OH Helen how could you!?!
As the source of these feisty bees, we have seen this here too.
Our compost heaps are 10m from the hives and do need turning over regularly.
This has attracted, usually only 1, ‘miss buzzy’. As I refuse to wear a beesuit
to churn the compost I have taken to removing the lids and walking away for 15
mins. The digging then goes ahead unchallenged.
On the grass cutting it seems that a strimmer is allowed but not a mower ( a
bee died in the last incident…)
Regards Brian.
From: oxnatbees-bounce@xxxxxxxxxxxxx <oxnatbees-bounce@xxxxxxxxxxxxx> On Behalf
Of Helen Nunn
Sent: 20 May 2020 19:21
To: oxnatbees <oxnatbees@xxxxxxxxxxxxx>
Subject: [oxnatbees] Re: three aggressive bees?
Dear all
I must confess to having a low tolerance level of those single guard bees who
get above their station and think they can chase me away. Of course they are
successful as I hate being buzzed like this - but next time I go to my
allotment I take a small pond net, and a quick swish followed by a quick squish
(well away from the hives) solves the problem. I hope I don't get sackfuls of
email protests! We all have to share space.
By the way, the swarm we collected on Sunday is already taking in pollen - does
this mean it's a prime, not a cast? The queen must be laying??? I did leave a
lovely clean, empty comb in the hive, so she would have somewhere to lay.
Helen
On Wed, 20 May 2020 at 19:13, Oxnatbees <oxnatbees@xxxxxxxxx
<mailto:oxnatbees@xxxxxxxxx> > wrote:
I think all will settle down in a day. The suggestion of giving honey, even a
small amount, is not needed and might even cause other issues.

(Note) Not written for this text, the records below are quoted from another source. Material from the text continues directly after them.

Issue #220, opened 2021-06-03
Big changes to Quote page


srkirkland:
- [x] Add year dropdown to activity
- [x] Add adjustment %, should adjust all rates
- [x] Default adjustment based on 3% per year
- [x] Make all rates readonly
- [x] Duplicate activity button
- [x] Add readonly box to acreage fee area for num years

PR #289, opened 2021-07-12
Make rate not editable anywhere

srkirkland:
also added a prop so you can hide the annual adjustment header if it's not needed

part of #220


sprucely (approved):
Didn't test, but looks fine to me.

PR #290, opened 2021-07-12
Removed old files in ProjectDetailsContainer

wongband:


jSylvestre:
Haven't tested it yet, but does this work correctly if the select more than 1 attachment at a time?

srkirkland:
> Haven't tested it yet, but does this work correctly if the select more than 1 attachment at a time?

I have the same question given the `f[f.length-1]` portion

wongband:
Sorry about that I will test that out right now for multiple attachments

jSylvestre (changes requested):
Looks like you didn't save both attachments:

Selected 2 files:
image

Then, refresh the page:
image

jSylvestre:
@wongband FYI, I'm not saying this is the best way to do it, but this is how I added multiple attachments for tickets server side:
https://github.com/ucdavis/Harvest/blob/main/Harvest.Web/Controllers/Api/TicketController.cs#L173

wongband:
@jSylvestre I will take a look at it and refactor

jSylvestre (changes requested):
After you have uploaded your files to request\files you need to clear out newFiles (I think)
Otherwise if you upload 2 files, then upload another file your model is passed 3 files instead of just the file that was newly selected.

jSylvestre (approved):
Works for me.

PR #292, opened 2021-07-12
Ability to do adjustments based on year

srkirkland:
If a request covers >1 year, we show a year selector at the top of each activity, and activities now contain year and adjustment (in percentages, multiples of 3%).  Change this selector adjusts all sub-work items by the given percent.

WorkItems themselves don't change, which is nice because it means we can continue to re-use this component for expense entry.

does the rest of #220 except for duplication and acreage rate


sprucely (approved):
Works for me and seems straight forward.

PR #293, opened 2021-07-13
Acreage Rate must include years

srkirkland:
Acres * Rate * years of project (min 1).  Added years to quote itself, so we don't have to keep calculating it from the project.  Seems to persist properly across saves.

part of #220


jSylvestre (approved):
Ok. But the approve quote needs year info too:

image

PR #296, opened 2021-07-13
update status with a classname

srkirkland:
also add some ids and accessors in the way react table likes


jSylvestre:
@srkirkland Since you are in here, did you want to show the project name in there when a quote is created?

srkirkland:
maybe when accepted?  definitely not created but i could see accepted being good.  I'm going to just make an issue of this as something to ask in a future meeting -- who gets to make the names and when, assuming we even need names

jSylvestre (approved):

PR #300, opened 2021-07-14
default PI to current user when creating new request

### LINKED ISSUE #241: Default PI to creator
When doing a field request, default the PI to the creator so they don't have to pick themselves

srkirkland:
Added to the layout serialized user context, so now in addition to roles we always know the current user details (could come in handy in other scenarios).  When creating a new request we just take the user details out of the context and make them the default PI.

closes #241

In general it is worth reminding new folk - don't ever feed your bees honey
from another apiary (risk of disease transfer), and if you do feed their own
honey back to them, do so within the hive body, not externally as it can
trigger robbing by other bees.
Btw, I find bees who attack my lawnmower (nasty noisy thing) have forgiven me
by the next day
Paul
On Wed, 20 May 2020, 18:50 Ann Welch, <ann.welch123@xxxxxxxxx
<mailto:ann.welch123@xxxxxxxxx> > wrote:
Hi Gilliane,
I wouldn't suggest this at the back end of the year for fear of wasp attack but
I wonder if you can distract them and maybe calm them down a bit by putting a
little honey on the landing board? It will certainly distract them whilst they
mop it up and maybe give them something else to think about. I wonder if a
bee or two got squashed when you closed them up again and that's what's making
them temporarily aggressive.
Hope they calm down soon
BW
Ann
On 20/05/2020 18:18, Gilliane Sills (Redacted sender gillianesills for DMARC)
wrote:
I hived a cast from Brian and Faith's hive two weeks ago and they've been
building comb quite quickly, so I opened the top bar hive this afternoon to
give them some extra space. They didn't seem to mind - only a few bees flew
out and I put in three extra bars. I then had second thoughts, given that it
seemed to have gone with so little disruption, that perhaps it would be better
just to add one bar at a time, so as not to change their environment too much
in one go. I therefore removed the roof again and took two bars out. Again,
only a few bees flew out and they didn't seem bothered. However, while I was
reassembling the hive - the eke, the insulation and the roof - one bee became
quite aggressive and flew round me, buzzing, trying to get at my face. I was
wearing my bee jacket and gloves so I just finished what I was doing and moved
away and the bee didn't follow. Then about half an hour later I was in the
garden about 20 yards from the hive when a bee flew at me and followed me when
I tried to beat a retreat. It stung me, which presumably meant it died -
certainly I had a sting in my arm. Then twenty minutes later, sitting in the
garden with my husband and now probably 50 yards from the hive, a bee came and
buzzed very aggressively. We both got indoors without being stung - but I
haven't experienced this sort of aggressive behaviour before - is there
anything I should now do, or not do? How long will it be before the bees
forget I opened the hive - assuming this was the trigger for their subsequent
behaviour? Until this happened, I'd been close to the hive (though carefully
not in the flight path) every day without any reaction from the bees.